PR #108, opened 2019-05-30
clipmenu: print selection to stdout

jb55:
This allows you to use clipmenu in desktop scripts. For example you
could pipe the output of your narrowed selection to another command.

Signed-off-by: William Casarin <jb55@jb55.com>

### DIFF
--- a/clipmenu
+++ b/clipmenu
@@ -23,6 +23,7 @@ Environment variables:
 - $CM_DIR: specify the base directory to store the cache dir in (default: $XDG_RUNTIME_DIR, $TMPDIR, or /tmp)
 - $CM_HISTLENGTH: specify the number of lines to show in dmenu/rofi (default: 8)
 - $CM_LAUNCHER: specify a dmenu-compatible launcher (default: dmenu)
+- $CM_OUTPUT_CLIP: if set, output clip selection to stdout
 EOF
     exit 0
 fi
@@ -52,3 +53,7 @@ file=$cache_dir/$(cksum <<< "$chosen_line")
 for selection in clipboard primary; do
     xsel --logfile /dev/null -i --"$selection" < "$file"
 done
+
+if (( CM_OUTPUT_CLIP )); then
+    cat "$file"
+fi


cdown:
This is fine, but we need to gate it, and we really don't have a good way of doing that right now.

Let me fix up the current options to get replaced by getopt. Then we can back this with `-p` or something. :-)

jb55:
ok, also it might be better to just cat the file and then printf'ing a newline instead of buffering the whole file into memory here. probably not that big of deal, but for large selections it might be slow/use memory.

jb55:
I pushed an update, no need to do anything complicated with getopt (yet). what do you think?

jb55:
ah I just realized -p is a dmenu option, so this will break existing setups

jb55:
pushed a v3 that replaces the `-p,--print` option with `--clipmenu-print` which shouldn't overlap with $CM_LAUNCHER options

cdown:
I'd rather properly support getopt as a separate piece of work, first. I'll take a look at that this week. Then we can just rebase and piggyback this PR off of it :-)

cdown:
In the end we didn't use getopt, because I don't want to end up with mpdmenu-style arg mangling.

If this is gated behind something like `CM_OUTPUT_CLIP`, we should be good to go :-)

jb55:
done

cdown:
Looks great! Let's make it accept 1 or 0 as with the other settings, though, by making the check `(( CM_OUTPUT_CLIP ))` :-)

jb55:
neat trick, will be using that in my scripts now. pushed an updated

jb55:
tests are failing but I'm not sure why

cdown:
`(( CM_OUTPUT_CLIP ))` rather than `(( "$CM_OUTPUT_CLIP" ))` -- there's no need to do that inside arithmetic expressions :-)

It fails because your command returns 1, which is the final command executed, so the script also returns 1.

You can also drop the `exec` -- this is the last thing we run anyway, so there's not much to be gained, especially if refactoring happens later.

jb55:
thanks, updated

jb55:
ok that should fix it...

clipmenu
```diff
@@ -52,3 +53,7 @@ file=$cache_dir/$(cksum <<< "$chosen_line")
 for selection in clipboard primary; do
     xsel --logfile /dev/null -i --"$selection" < "$file"
 done
+
+if (( CM_OUTPUT_CLIP )); then
+  cat "$file"
```
cdown: please match the indentation for the rest of the file :)

jb55:
> please match the indentation for the rest of the file :)

lol fair. sorry for the patch review DoS attack

PR #112, opened 2019-08-23
client: add debug env var to print selected text

mie00:


cdown:
I'm not sure I understand the purpose of this. Could you please explain the rationale? How is this useful for debugging, as opposed to just doing it yourself?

Directions for this task>
If a line comes after the one with "This is fine, but", leave it out; reproduce exactly every line of the material from the first up to and including that one.

Response area>
PR #108, opened 2019-05-30
clipmenu: print selection to stdout

jb55:
This allows you to use clipmenu in desktop scripts. For example you
could pipe the output of your narrowed selection to another command.

Signed-off-by: William Casarin <jb55@jb55.com>

### DIFF
--- a/clipmenu
+++ b/clipmenu
@@ -23,6 +23,7 @@ Environment variables:
 - $CM_DIR: specify the base directory to store the cache dir in (default: $XDG_RUNTIME_DIR, $TMPDIR, or /tmp)
 - $CM_HISTLENGTH: specify the number of lines to show in dmenu/rofi (default: 8)
 - $CM_LAUNCHER: specify a dmenu-compatible launcher (default: dmenu)
+- $CM_OUTPUT_CLIP: if set, output clip selection to stdout
 EOF
     exit 0
 fi
@@ -52,3 +53,7 @@ file=$cache_dir/$(cksum <<< "$chosen_line")
 for selection in clipboard primary; do
     xsel --logfile /dev/null -i --"$selection" < "$file"
 done
+
+if (( CM_OUTPUT_CLIP )); then
+    cat "$file"
+fi


cdown:
This is fine, but we need to gate it, and we really don't have a good way of doing that right now.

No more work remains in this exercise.